The job of the kernel, always, is to provide abstraction from the
hardware, as well as insulate the hardware and other applications from
badly behaved applications.  There are certain aspects of graphics
that deserve to be in the kernel as much as, say, the TCP/IP stack.
"In the kernel" is perhaps a bit ambiguous, because you can have a
microkernel with services or Linux with drivers in userspace.  Perhaps
we should say "via the kernel."

Many aspects of the abstraction only SEEM to be in the kernel.  For
instance, glibc provides a portable wrapper around the kernel ABI.  A
lot of this is done for efficiency reasons so as to avoid actual
kernel calls as much as possible.

We can apply this to graphics.  The only things that MUST be in the
kernel have to do with security, interrupts, and SOME aspects of DMA.
The rest can live in userspace libraries for performance reasons.

What does the kernel need itself in terms of graphics/user interaction?

Minimally, it needs a way to display boot messages and otherwise
interact before more sophisticated services have started.  I like the
idea of moving the virtual console and other graphics management
mostly into a daemon.

What abstraction should the kernel offer to userspace?

That's a hard question.  Here are some groups of facilities I can
think of right off:

- Setting resolution/depth
- Allocating virtual consoles
- Low-level rendering (2D, 3D)
- Graphics memory management
- Timing facilities (wake on vertical blank interrupt, etc.)
- Zero-copy mechanisms

Other facilities would sit on top of that.  For instance, OpenGL
offers more abstraction for 3D.  The API would provide hooks for
various sorts of 3D processing, and the OpenGL library would query for
which ones are available, which ones are emulated well by the API's
infrastructure, and which ones are best done by the OpenGL library.
X11 is similar in this regard.  The API would have no concept of
"windows".  X11 would use the API for the low-level rendering.

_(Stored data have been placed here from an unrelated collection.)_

PR #656, opened 2026-08-06
Adding a  `lrpar::codegen` module.

ratmice:
This the beginning of attempt No. 2 at pr #655 just trying to split up the giant commit from that patch into smaller more easily reviewable ones. Below is the original pr description:

Here is an attempt at pulling a codegen module out of `lrpar`, it migrates the `CTParserBuilder` to use it, and passes
the testsuite. I haven't gone over this with a fine toothed comb, there have been some obscure timing related problems I introduced during development that didn't cause any testsuite failures.

(Like calling `check_unused_header_keys()` too early before the callback.

I wasn't able to do this patch in a way that was even remotely incremental because of ownership issues. Nor really figure out a way to do it in a way that didn't require making slight changes to things as they moved over (mostly changing references to `self`, removing calls `unwrap()`).

There are 3 passes to this and a 4th structure `ParserBuildEnvArgs`:
1. `ParserSrcEnv`
2. `ParserBuildEnv`
3. `ParserCodeGen`

The general idea is:

`ParserSrcEnv`: source, source path, diagnostics generator, `header` collection which contains the default values for the `%grmtools` section.
`ParserBuildEnvArgs`, these are essentially the builder arguments including the essential `Option<>` types. It's just a minimal builder.
`ParserBuildEnv`: This structure contains fields derived from the `BuildEnvArgs` and also the inner types from options in `BuildEnvArgs`. By derived fields I mean things like `ASTWithValidationInfo`
`ParserCodegen`: This one contains a `YaccGrammar`, `StateTable`, and `StateGraph`. In order to generate code, though it still needs the `SrcEnv` and the `BuildEnv`. 

Currently the `BuildEnv` takes ownership of the `BuildEnvArgs`, it was easiest this way because the `rebuild_cache` code expects `Options` it may be we should drop `BuildEnvArgs` from `BuildEnv`.

But generally the idea (in a pseudo functional syntax) is something to the effect of:

`(SrcEnv?, BuildEnvArgs) -> BuildEnv? -> CodeGen::generate(&build_env, &src_env)?;`

There is a pretty high probability that this contains some code duplicated from `CTParserBuilder`, which
didn't go fully unused in `CTParserBuilder`, given that the diff +/- is only a few hundred lines, I don't expect an enormous amount. But perhaps if it is really used in both places like `fn indent` appears to be we can `use ctbuilder::indent` instead.
I'll try and read through it in this regard tomorrow.

### DIFF
--- a/lrpar/src/lib/codegen.rs
+++ b/lrpar/src/lib/codegen.rs
@@ -1,10 +1,17 @@
 #![deny(unfulfilled_lint_expectations)]
 #![expect(dead_code)]
 
-use std::{any::type_name, error::Error, fmt, hash::Hash, marker::PhantomData, path::Path};
+use std::{
+    any::type_name,
+    error::Error,
+    fmt::{self, Write},
+    hash::Hash,
+    marker::PhantomData,
+    path::Path,
+};
 
 use cfgrammar::{
-    Location, Span,
+    Location, Span, Symbol,
     header::{GrmtoolsSectionParser, Header, HeaderValue},
     yacc::{YaccGrammar, YaccKind, ast::ASTWithValidityInfo},
 };
@@ -12,7 +19,9 @@ use proc_macro2::{Literal, TokenStream};
 
 use crate::{
     LexerTypes, RecoveryKind, RustEdition, SerialisationFormat, Visibility,
-    ctbuilder::{CTConflictsError, ERROR, FixIntConfig, VarIntConfig, indent},
+    ctbuilder::{
+        ACTION_PREFIX, CTConflictsError, ERROR, FixIntConfig, VarIntConfig, indent, make_generics,
+    },
     diagnostics::{DiagnosticFormatter, SpannedDiagnosticFormatter},
 };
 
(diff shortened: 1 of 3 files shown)


ratmice:
A couple of oopsies where I copied some code but didn't delete it, or still had things refer to `self` when they could/should refer to `build_env`. But now that all the codegen doesn't have access to self that shouldn't be possible.

At least I *think* that is all of it in that the `use` items for `quote`, `syn`, `proc_macro2`, used by codegen.

Edit: Anyhow I'm not sure if that helps making it easier to review or not, it's still a lot.

lrpar/src/lib/ctbuilder.rs
```diff
@@ -887,7 +887,7 @@ where
     ) -> Result<(), Box<dyn Error>> {
         let grm = code_gen.grm();
         let mod_name = build_env.mod_name();
-        let visibility = self.visibility.clone();
+        let visibility = build_env.visibility();
```
ratmice: Probably would be better if I squashed all these little changes to `output_file` into one patch.

lrpar/src/lib/codegen.rs
```diff
@@ -0,0 +1,1226 @@
...
+                "Required values were missing from the header: {}",
+                missing_keys.join(", ")
+            )
+            .into())
+        } else {
+            Ok(())
+        }
+    }
+
+    fn extract_ast_validation(
```
ratmice, line 196: I think rather than `extract_ast_validation` this should be something like `derive_ast_validation`.
For the other `extract` functions, I wonder if they would be better named `resolve_*`?

lrpar/src/lib/codegen.rs
```diff
@@ -0,0 +1,1226 @@
...
+        &mut self,
+        from_ast: Option<&ASTWithValidityInfo>,
+    ) -> Result<ASTWithValidityInfo, Box<dyn Error>> {
```
ratmice, line 199: With my nimbleparse_lsp hat on for that project it wants the raw errors, 
so it can send spans directly to the editor for highlighting rather than `Box<dyn Error>`.

Probably something to think about later

lrpar/src/lib/codegen.rs
```diff
@@ -451,6 +460,176 @@ where
         quote!(#cache_info_str)
     }
 
+    /// Generate the user action functions (if any).
+    pub(crate) fn gen_user_actions(
+        &self,
+        src_env: &ParserSrcEnv,
+    ) -> Result<TokenStream, Box<dyn Error>> {
+        let grm = self.grm();
+        let diag = src_env.yacc_diag();
```
ratmice, line 469: I probably should have done the minor modifications to the signature, and added the let bound variables at the top in place, rather than when moving the code 👎 

```
        let grm = self.grm();
        let diag = src_env.yacc_diag();
```

Same during the other code moves... Let me know if you want me to do some kind of interactive rebase which adds these changes before the code gets moved so it shows up more cleanly in the diff?

ratmice:
Sorry, I think i'll just close this, and do a 3rd pass via interactive rebase.  At the very least there is enough to clean up here that it feels probably worthwhile...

How does this interact with its other tasks?

Usually via other standard APIs.  If we do it right, most of X11 and
svgalib will stay the same.  We'll just give them drivers that use the
API, and those drivers would generally be very simple.  With the
graphics system a single process (per graphics device), race
conditions can't happen, because everything is serialized by that
process managing things.

Once we have some good solid argumentation on this, we can find out what
the current situation is, what experimental work has been done, and how
we could move from the current situation to a better one, in small
steps. And then we can worry about userland too. But please, one thing
at a time.

I feel like I'm too influenced by the discussions started by Richard.
I'm probably not being abstract enough with my response.